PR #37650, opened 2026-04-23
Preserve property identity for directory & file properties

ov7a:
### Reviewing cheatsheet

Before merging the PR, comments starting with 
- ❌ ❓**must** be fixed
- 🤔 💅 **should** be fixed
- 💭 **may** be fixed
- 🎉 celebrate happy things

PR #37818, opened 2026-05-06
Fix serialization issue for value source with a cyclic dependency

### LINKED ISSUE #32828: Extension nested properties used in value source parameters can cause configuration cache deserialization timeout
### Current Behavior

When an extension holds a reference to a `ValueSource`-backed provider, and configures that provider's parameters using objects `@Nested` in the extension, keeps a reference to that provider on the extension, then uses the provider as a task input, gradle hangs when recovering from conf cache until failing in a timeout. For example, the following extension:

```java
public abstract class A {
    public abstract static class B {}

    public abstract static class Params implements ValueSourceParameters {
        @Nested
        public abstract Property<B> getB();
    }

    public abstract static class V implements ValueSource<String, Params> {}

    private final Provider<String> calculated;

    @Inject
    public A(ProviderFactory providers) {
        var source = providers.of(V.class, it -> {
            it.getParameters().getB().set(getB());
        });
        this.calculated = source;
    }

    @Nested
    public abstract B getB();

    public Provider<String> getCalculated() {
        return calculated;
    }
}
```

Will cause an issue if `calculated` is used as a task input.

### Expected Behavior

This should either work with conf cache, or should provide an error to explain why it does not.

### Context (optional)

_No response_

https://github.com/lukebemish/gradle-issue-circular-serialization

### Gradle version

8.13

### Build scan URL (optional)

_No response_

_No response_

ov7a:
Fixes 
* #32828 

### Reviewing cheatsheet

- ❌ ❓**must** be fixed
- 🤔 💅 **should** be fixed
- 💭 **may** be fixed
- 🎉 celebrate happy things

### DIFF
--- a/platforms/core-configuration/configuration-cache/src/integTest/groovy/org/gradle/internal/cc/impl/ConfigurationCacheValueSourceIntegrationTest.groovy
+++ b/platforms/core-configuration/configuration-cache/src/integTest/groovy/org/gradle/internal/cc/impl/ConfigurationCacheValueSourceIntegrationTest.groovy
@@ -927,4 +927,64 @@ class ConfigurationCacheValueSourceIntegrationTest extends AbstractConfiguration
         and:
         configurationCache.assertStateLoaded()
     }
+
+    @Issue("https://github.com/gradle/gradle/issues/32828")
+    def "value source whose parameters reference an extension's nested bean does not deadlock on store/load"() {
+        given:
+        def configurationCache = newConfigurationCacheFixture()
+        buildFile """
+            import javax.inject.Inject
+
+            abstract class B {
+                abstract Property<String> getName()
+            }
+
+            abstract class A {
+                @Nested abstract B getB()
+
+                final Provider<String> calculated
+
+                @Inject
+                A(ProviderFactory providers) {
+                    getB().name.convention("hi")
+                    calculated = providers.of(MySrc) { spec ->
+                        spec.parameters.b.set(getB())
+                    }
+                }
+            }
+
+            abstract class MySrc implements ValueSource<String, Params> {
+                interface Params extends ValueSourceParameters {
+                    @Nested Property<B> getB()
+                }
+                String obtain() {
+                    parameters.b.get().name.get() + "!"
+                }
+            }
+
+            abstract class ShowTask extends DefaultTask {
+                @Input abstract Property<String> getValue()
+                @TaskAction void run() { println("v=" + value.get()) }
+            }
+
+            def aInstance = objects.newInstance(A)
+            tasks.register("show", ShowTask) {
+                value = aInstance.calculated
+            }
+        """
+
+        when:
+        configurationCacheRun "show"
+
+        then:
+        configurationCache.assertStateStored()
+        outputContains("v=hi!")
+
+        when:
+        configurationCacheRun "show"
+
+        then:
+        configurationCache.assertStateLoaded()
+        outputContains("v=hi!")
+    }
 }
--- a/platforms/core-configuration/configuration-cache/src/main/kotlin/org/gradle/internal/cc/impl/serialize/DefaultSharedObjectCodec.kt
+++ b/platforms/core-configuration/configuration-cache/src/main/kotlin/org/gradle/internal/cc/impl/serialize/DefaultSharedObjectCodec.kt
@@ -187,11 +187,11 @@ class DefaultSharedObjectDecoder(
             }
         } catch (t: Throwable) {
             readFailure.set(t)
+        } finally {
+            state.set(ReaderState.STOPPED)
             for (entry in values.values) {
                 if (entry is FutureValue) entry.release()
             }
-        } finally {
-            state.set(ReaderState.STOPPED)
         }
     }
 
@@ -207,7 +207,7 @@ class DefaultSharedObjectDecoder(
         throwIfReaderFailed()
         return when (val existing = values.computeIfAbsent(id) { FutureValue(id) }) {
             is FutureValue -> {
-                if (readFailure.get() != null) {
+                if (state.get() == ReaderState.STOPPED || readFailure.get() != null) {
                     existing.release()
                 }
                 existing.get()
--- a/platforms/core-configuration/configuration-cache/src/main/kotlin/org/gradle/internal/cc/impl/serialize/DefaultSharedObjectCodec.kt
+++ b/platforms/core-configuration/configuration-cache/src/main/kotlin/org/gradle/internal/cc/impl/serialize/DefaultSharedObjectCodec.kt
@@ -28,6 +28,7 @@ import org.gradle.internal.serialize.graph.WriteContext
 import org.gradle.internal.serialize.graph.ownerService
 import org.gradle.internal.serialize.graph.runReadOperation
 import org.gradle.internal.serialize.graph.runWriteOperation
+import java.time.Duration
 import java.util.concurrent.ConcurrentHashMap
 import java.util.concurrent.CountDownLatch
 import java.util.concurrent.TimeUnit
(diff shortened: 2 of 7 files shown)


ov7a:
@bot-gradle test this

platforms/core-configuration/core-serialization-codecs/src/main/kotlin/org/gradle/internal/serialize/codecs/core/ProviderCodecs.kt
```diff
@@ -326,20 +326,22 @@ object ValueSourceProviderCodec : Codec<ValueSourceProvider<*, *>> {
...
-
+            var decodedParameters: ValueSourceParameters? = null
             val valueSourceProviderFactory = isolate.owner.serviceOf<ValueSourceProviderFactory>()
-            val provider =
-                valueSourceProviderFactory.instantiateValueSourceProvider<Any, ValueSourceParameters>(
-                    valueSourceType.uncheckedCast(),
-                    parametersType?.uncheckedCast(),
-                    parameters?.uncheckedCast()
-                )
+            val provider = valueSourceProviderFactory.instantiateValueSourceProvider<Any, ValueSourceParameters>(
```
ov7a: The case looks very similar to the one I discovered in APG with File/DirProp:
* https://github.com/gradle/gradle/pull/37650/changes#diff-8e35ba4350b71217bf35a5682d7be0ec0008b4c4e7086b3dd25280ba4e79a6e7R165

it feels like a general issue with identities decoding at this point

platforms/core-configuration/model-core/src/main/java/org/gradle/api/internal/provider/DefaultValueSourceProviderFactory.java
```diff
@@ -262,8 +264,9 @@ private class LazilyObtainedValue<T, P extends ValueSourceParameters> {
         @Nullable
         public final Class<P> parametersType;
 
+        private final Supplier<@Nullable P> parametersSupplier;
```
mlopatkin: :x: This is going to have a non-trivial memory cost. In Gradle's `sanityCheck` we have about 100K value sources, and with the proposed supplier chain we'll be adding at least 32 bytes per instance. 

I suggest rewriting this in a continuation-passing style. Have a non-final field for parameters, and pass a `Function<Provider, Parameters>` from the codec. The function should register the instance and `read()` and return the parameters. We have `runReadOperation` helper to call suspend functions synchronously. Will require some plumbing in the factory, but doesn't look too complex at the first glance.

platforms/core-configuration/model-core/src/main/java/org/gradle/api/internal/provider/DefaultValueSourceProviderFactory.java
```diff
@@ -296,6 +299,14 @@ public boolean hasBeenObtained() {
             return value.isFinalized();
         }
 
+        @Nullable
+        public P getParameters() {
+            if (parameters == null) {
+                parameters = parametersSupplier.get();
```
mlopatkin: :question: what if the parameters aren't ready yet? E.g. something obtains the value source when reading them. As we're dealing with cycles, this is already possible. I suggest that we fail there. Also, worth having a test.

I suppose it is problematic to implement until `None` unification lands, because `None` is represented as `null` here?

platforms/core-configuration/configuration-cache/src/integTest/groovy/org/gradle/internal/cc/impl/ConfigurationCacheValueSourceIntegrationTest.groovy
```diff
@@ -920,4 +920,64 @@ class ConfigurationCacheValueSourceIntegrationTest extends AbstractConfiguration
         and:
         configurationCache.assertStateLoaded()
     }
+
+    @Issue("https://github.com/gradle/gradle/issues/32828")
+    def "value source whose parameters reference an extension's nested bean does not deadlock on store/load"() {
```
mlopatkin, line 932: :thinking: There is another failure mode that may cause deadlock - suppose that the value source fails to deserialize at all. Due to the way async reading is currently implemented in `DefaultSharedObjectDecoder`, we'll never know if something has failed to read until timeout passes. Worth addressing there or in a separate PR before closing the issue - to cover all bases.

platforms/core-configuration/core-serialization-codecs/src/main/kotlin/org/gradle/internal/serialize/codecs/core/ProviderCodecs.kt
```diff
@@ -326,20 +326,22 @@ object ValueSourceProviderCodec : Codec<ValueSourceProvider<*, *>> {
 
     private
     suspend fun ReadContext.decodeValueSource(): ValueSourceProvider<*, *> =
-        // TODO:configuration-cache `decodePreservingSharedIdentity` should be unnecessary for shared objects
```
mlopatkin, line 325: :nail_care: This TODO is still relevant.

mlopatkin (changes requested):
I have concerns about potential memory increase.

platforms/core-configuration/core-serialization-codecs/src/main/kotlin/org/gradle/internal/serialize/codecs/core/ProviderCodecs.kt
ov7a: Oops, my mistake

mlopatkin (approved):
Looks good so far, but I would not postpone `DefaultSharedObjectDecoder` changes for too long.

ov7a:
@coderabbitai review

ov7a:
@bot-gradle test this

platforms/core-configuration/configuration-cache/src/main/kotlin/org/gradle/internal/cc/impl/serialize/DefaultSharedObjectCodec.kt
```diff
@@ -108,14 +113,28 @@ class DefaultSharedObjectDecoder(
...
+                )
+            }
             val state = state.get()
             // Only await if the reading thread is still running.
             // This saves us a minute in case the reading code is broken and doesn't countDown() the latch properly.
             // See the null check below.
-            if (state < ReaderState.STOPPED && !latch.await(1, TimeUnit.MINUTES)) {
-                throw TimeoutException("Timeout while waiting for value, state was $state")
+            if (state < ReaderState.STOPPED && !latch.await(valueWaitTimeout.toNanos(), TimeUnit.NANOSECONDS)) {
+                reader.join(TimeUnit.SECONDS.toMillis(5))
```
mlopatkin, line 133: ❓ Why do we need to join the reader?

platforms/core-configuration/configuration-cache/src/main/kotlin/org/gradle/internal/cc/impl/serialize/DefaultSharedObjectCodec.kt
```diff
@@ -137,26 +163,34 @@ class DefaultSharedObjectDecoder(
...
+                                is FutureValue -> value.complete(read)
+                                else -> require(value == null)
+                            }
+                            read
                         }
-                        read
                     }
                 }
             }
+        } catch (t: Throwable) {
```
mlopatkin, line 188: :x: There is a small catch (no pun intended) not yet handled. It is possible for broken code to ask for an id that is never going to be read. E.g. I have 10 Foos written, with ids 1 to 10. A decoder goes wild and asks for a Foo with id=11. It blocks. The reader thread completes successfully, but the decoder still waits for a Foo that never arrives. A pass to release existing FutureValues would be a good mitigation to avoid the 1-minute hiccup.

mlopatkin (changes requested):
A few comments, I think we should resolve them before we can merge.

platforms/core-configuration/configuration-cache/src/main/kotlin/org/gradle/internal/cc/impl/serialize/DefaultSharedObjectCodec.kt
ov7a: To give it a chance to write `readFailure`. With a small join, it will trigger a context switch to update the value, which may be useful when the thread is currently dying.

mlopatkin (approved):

- **Task prompt**: Search the records for the word "public". Copy every line that has it.

- **Answer to the problem**:
public abstract class A {
    public abstract static class B {}
    public abstract static class Params implements ValueSourceParameters {
        public abstract Property<B> getB();
    public abstract static class V implements ValueSource<String, Params> {}
    public A(ProviderFactory providers) {
    public abstract B getB();
    public Provider<String> getCalculated() {
         public final Class<P> parametersType;
@@ -296,6 +299,14 @@ public boolean hasBeenObtained() {
+        public P getParameters() {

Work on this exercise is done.